**** The input
PR #2621, opened 2019-01-30
[split-modern] remove classic import from RelayModernGraphQLTag

kassens:
Code in modern shouldn't import from Classic in preparation to delete it. Turns out the type definition here wasn't actually needed to type check.


mrtnzlml:
@kassens Do you have any plans _when_ to delete Classic?

kassens:
@mrtnzlml hopefully within the next weeks. If you depend on it, you can obviously keep using the version published on npm (we haven't made real changes to classic in the last 2-3 years anyways).

Removing compat/classic frees us to make more improvements to modern (maybe soon just Relay?) without considering interoperability working on the legacy core.

PR #2624, opened 2019-01-31
[docs] Add doc on type emission and usage.

### LINKED ISSUE #2516: Add docs page about flow type usage
We're generating flow types with the modern files and even if not officially exported yet, there are extracted types available via https://github.com/flow-typed/flow-typed.

We should document how the generated types are meant to be used.

alloy:
Closes #2516 

This also updates docusaurus to add support for [language-specific code tabs](https://docusaurus.io/docs/en/doc-markdown#language-specific-code-tabs). I don't think any other docs need to include examples in other languages, but I felt that for this page it makes sense.

### DIFF
--- a/docs/Modern-TypeEmission.md
+++ b/docs/Modern-TypeEmission.md
@@ -1,0 +1,325 @@
+---
+id: type-emission
+title: Type Emission
+---
+
+As part of its normal work, `relay-compiler` will emit type information for your language of choice that helps you write type-safe application code. These types are included in the artifacts that `relay-compiler` generates to describe your operations and fragments.
+
+Regardless of your choice of language, all language plugins will emit roughly the same sort of type-information, but be sure to read the documentation for other [language plugins](#language-plugins) to learn about their specifics.
+
+### Operation input data
+
+The shape of the variables object used for query, mutation, or subscription operations.
+
+In this example the emitted type-information would require the variables object to contain a `page` key with a non-null string.
+
+<!--DOCUSAURUS_CODE_TABS-->
+<!--Flow-->
+```javascript
+/**
+ * export type ExampleQueryVariables = {|
+ *   +artistID: string
+ * |}
+ */
+import type { ExampleQueryVariables } from "__generated__/ExampleQuery.graphql"
+
+const variables: ExampleQueryVariables = {
+  artistID: 'banksy',
+}
+
+<QueryRenderer
+  query={graphql`
+    query ExampleQuery($artistID: ID!) {
+      artist(id: $artistID) {
+        name
+      }
+    }
+  `}
+  variables={variables}
+/>
+```
+<!--TypeScript-->
+```javascript
+/**
+ * export type ExampleQueryVariables = {
+ *   readonly artistID: string
+ * }
+ * export type ExampleQuery = {
+ *   readonly variables: ExampleQueryVariables
+ * }
+ */
+import { ExampleQuery } from "__generated__/ExampleQuery.graphql"
+
+<QueryRenderer<ExampleQuery>
+  query={graphql`
+    query ExampleQuery($artistID: ID!) {
+      artist(id: $artistID) {
+        name
+      }
+    }
+  `}
+  variables={{
+    artistID: 'banksy',
+  }}
+/>
+```
+<!--END_DOCUSAURUS_CODE_TABS-->
+
+### Operation/Fragment selection-set data
+
+The shape of the data selected in a operation or fragment, following the [data-masking] rules. That is, excluding any data selected by fragment spreads, unless the `@relay(mask: false)` directive is used.
+
+In this example the emitted type-information describes the response data available to the operation’s render function.
+
+<!--DOCUSAURUS_CODE_TABS-->
+<!--Flow-->
+```javascript
+/**
+ * export type ExampleQueryResponse = {|
+ *   +artist: ?{|
+ *     +name: string
+ *   |}
+ * |}
+ */
+import type { ExampleQueryResponse } from "__generated__/ExampleQuery.graphql"
+
+<QueryRenderer
+  query={graphql`
+    query ExampleQuery {
+      artist(id: "banksy") {
+        name
+      }
+    }
+  `}
+  render={({ props }: { props?: ExampleQueryResponse }) => {
+    if (props) {
+      return props.artist && <div>{props.artist.name} is great!</div>
+    }
+    return <div>Loading</div>
+  }}
+/>
+```
+<!--TypeScript-->
+```javascript
+/**
+ * export type ExampleQueryResponse = {
+ *   readonly artist?: {
+ *     readonly name: string
+ *   }
+ * }
+ * export type ExampleQuery = {
+ *   readonly response: ExampleQueryResponse
+ * }
+ */
+import { ExampleQuery } from "__generated__/ExampleQuery.graphql"
+
+<QueryRenderer<ExampleQuery>
+  query={graphql`
+    query ExampleQuery {
+      artist(id: "banksy") {
+        name
+      }
+    }
+  `}
+  render={({ props }) => {
+    if (props) {
+      return props.artist && <div>{props.artist.name} is great!</div>
+    }
+    return <div>Loading</div>
+  }}
+/>
+```
+<!--END_DOCUSAURUS_CODE_TABS-->
+
+Similarly, in this example the emitted type-information describes the prop data that the container expects to receive.
+
+<!--DOCUSAURUS_CODE_TABS-->
+<!--Flow-->
+```javascript
+/**
+ * export type ExampleFragment_artist = {|
+ *   +name: string
+ * |}
+ */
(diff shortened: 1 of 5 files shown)


docs/Modern-TypeEmission.md
```diff
@@ -0,0 +1,325 @@
...
+title: Type Emission
+---
+
+As part of its normal work, `relay-compiler` will emit type information for your language of choice that helps you write type-safe application code. These types are included in the artifacts that `relay-compiler` generates to describe your operations and fragments.
+
+Regardless of your choice of language, all language plugins will emit roughly the same sort of type-information, but be sure to read the documentation for other [language plugins](#language-plugins) to learn about their specifics.
+
+### Operation input data
+
+The shape of the variables object used for query, mutation, or subscription operations.
```
ashfurrow: I think this should be `variable objects` instead of `variables object`.

docs/Modern-TypeEmission.md
```diff
@@ -0,0 +1,325 @@
...
+  variables={{
+    artistID: 'banksy',
+  }}
+/>
+```
+<!--END_DOCUSAURUS_CODE_TABS-->
+
+### Operation/Fragment selection-set data
+
+The shape of the data selected in a operation or fragment, following the [data-masking] rules. That is, excluding any data selected by fragment spreads, unless the `@relay(mask: false)` directive is used.
```
ashfurrow: > The shape of the data selected in a operation or fragment, following the [data-masking] rules.

This isn't a complete sentence, I'm not quite sure what it's saying.

docs/Modern-TypeEmission.md
```diff
@@ -0,0 +1,325 @@
...
+      biography
+    }
+  `
+)
+```
+<!--END_DOCUSAURUS_CODE_TABS-->
+
+### Fragment references
+
+The opaque identifier described in [data-masking] that a child container expects to receive from its parent, which represents the child container’s fragment spread inside the parent’s fragment.
```
ashfurrow: I guess, related to the above comment about incomplete sentences, is this a definition for fragment references? 

(Note: the technical term for incomplete sentences is "sentence fragment", so this is actually very on-brand 👍)

docs/Modern-TypeEmission.md
```diff
@@ -0,0 +1,325 @@
...
+
+_Please read [this important caveat](#single-artifact-directory) about actually enabling type-safe fragment reference checking._
+
+Consider a component that composes the above fragment container example. In this example, the emitted type-information of the child container receives a unique opaque identifier type, called a fragment reference, which the type-information emitted for the parent’s fragment references in the location where the child’s fragment is spread. Thus ensuring that the child’s fragment is spread into the parent’s fragment _and_ the correct fragment reference is passed to the child container at runtime.
+
```
ashfurrow: This section is the least clear to me – I think some additional notes on why and how you might use this would help. Maybe even a sentence like:

> Fragment references are how Relay connects different fragment containers together based on which fragments they themselves spread.

Or something like that. It's a tricky concept to try to describe 😅

docs/Modern-TypeEmission.md
```diff
@@ -0,0 +1,325 @@
...
+  }}
+/>
+```
+<!--END_DOCUSAURUS_CODE_TABS-->
+
+## Single artifact directory
+
+An important caveat to note is that by default strict fragment reference type-information will _not_ be emitted, instead they will be typed as `any` and would allow you to pass in any data to the child container.
+
+To enable this feature, you will have to tell the compiler to store all the artifacts in a single directory, like so:
```
ashfurrow: > To enable ~this feature~ strict fragment reference type emission

docs/Modern-TypeEmission.md
```diff
@@ -0,0 +1,325 @@
...
+
+```json
+{
+  "plugins": [
+    ["relay", { "artifactDirectory": "./src/__generated__" }]
+  ]
+}
+```
+
+It is recommended to alias this directory in your module resolution configuration such that you don’t need to specify relative paths in your source files. This is what is also done in the above examples, where artifacts are imported from a `__generated__` alias, rather than relative paths like `../../../../__generated__`.
```
ashfurrow: Nice 👍

docs/Modern-TypeEmission.md
```diff
@@ -0,0 +1,325 @@
...
+
+### Background information
+
+The reason is that `relay-compiler` and its artifact emission is stateless. Meaning that it does not keep track of locations of original source files and where the compiler previously saved the accompanying artifact on disk. Thus, if the compiler were to emit artifacts that try to import fragment reference types from _other_ artifacts, the compiler would:
```
ashfurrow: > The reason is that

It's unclear what the reason is for.

docs/Modern-TypeEmission.md
```diff
@@ -0,0 +1,325 @@
...
+
+* first need to know where on disk that other artifact exists;
+* and update imports when the other artifact changes location on disk.
+
+Facebook uses a module system called [Haste], in which all source files are considered in a flat namespace. This means that an import declaration does not need to specify the path to another module and thus there is no need for the compiler to ever consider the above issues. I.e. an import only needs to specify the basename of the module filename and Haste takes care of actually finding the right module at import time. Outside of Facebook, however, usage of the Haste module system is non-existent nor encouraged, thus the decision to not import fragment reference types but instead type them as `any`.
+
+At its simplest, we can consider Haste as a single directory that contains all module files, thus all module imports always being safe to import using relative sibling paths. This is what is achieved by the single artifact directory feature. Rather than co-locating artifacts with their source files, all artifacts are stored in a single directory, allowing the compiler to emit imports of fragment reference types.
```
ashfurrow: A+, this is super-clear.

docs/Modern-TypeEmission.md
```diff
@@ -0,0 +1,325 @@
...
+
+## Language plugins
+
+* Flow: This is the default and builtin language plugin. You can explicitly enable it like so:
+
+  ```shell
+  $ relay-compiler --language javascript […]
+  ```
+
+* [TypeScript](https://github.com/relay-tools/relay-compiler-language-typescript): This is a language plugin for the TypeScript language maintained by the community. Install and enable it like so:
```
ashfurrow: I would make `a language plugin for TypeScript` the link to https://github.com/relay-tools/relay-compiler-language-typescript instead of `TypeScript`.

docs/Modern-TypeEmission.md
orta: Yeah, this is like the best description I've seen of haste anywhere (and I [tried to describe it](http://artsy.github.io/blog/2016/11/14/JS-Glossary/#haste-map) once)

website/package.json
```diff
@@ -15,7 +15,7 @@
     "crowdin-download": "crowdin-cli --config ../crowdin.yaml download -b master"
   },
   "dependencies": {
-    "docusaurus": "1.6.2",
+    "docusaurus": "1.7.2",
```
jstejada: let's bump the docusaurus version on a separate commit

website/i18n/en.json
```diff
@@ -388,6 +394,27 @@
       },
       "version-v1.7.0-videos": {
         "title": "Videos"
+      },
```
jstejada: hmm, why were these changes generated?

alloy: I believe they were an artifact of running `yarn build` and they _seemed_ like they should have been committed previously and so I thought I’d include them. I’m fine with removing them.

website/package.json
alloy: Sounds good. I tend to forget that these commits get squashed.

docs/Modern-TypeEmission.md
```diff
@@ -0,0 +1,325 @@
...
+
+export const ExampleFragment = createFragmentContainer(
+  (props: { artist: ExampleFragment_artist }) => (
+    <div>About the artist: {props.artist.biography}</div>
+  ),
+  graphql`
+    fragment ExampleFragment_artist on Artist {
+      biography
+    }
+  `
```
josephsavona: let's change this to 

```
  {
    artist: graphql`...`,
  }
```

The fact that this syntax works is an unfortunate accident and we're going to move toward dropping support (first marking as deprecated, of course). We've received a lot of feedback that confirms our intuition that having multiple ways of defining fragments is confusing to users, and it also makes it harder to do things like have Flow understand the content of the tag (something we're working on :-) )

docs/Modern-TypeEmission.md
```diff
@@ -0,0 +1,325 @@
...
```
josephsavona: same here and anywhere else this pattern is used

docs/Modern-TypeEmission.md
orta: oh nice, I've never seen this format - definitely reads better.

alloy: Yeah, I always have that indecisive tension, so good to hear 👍

PR #2636, opened 2019-02-05
[split-modern] remove Classic and Compat

kassens:
The day has come, modern and compat code no longer references RelayClassic which means we can remove it from OSS.


kassens:
This nuked about 50% of `*.js` files in this repo. ♻️

PR #2637, opened 2019-02-05
remove __typename as exclusion criterion in copyFields

mattkrick:
normalizing 2 payloads of the same union type could result in the same `storageKey`. I don't think this is a real-world issue today (aside from the 1 changed test), but it is a blocker for custom publish queues #2482 

NOTE:

v2.0.0 RelayModernRecord::update gives a warning that is a false positive for conflicting types.
"RelayModernRecord: Invalid record update, expected both versions of record...."
Using the example above, 2 subscription payloads of a union type could have the same `storageKey` but different types. Maybe we should timestamp subscription payloads as they come in?

### DIFF
--- a/packages/relay-runtime/store/RelayModernRecord.js
+++ b/packages/relay-runtime/store/RelayModernRecord.js
@@ -84,17 +84,20 @@ function clone(record: Record): Record {
 /**
  * @public
  *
********
Would you copy every line of the entries in which "RelayModernRecord" appears?

Output of the exercise:
v2.0.0 RelayModernRecord::update gives a warning that is a false positive for conflicting types.
"RelayModernRecord: Invalid record update, expected both versions of record...."
--- a/packages/relay-runtime/store/RelayModernRecord.js
+++ b/packages/relay-runtime/store/RelayModernRecord.js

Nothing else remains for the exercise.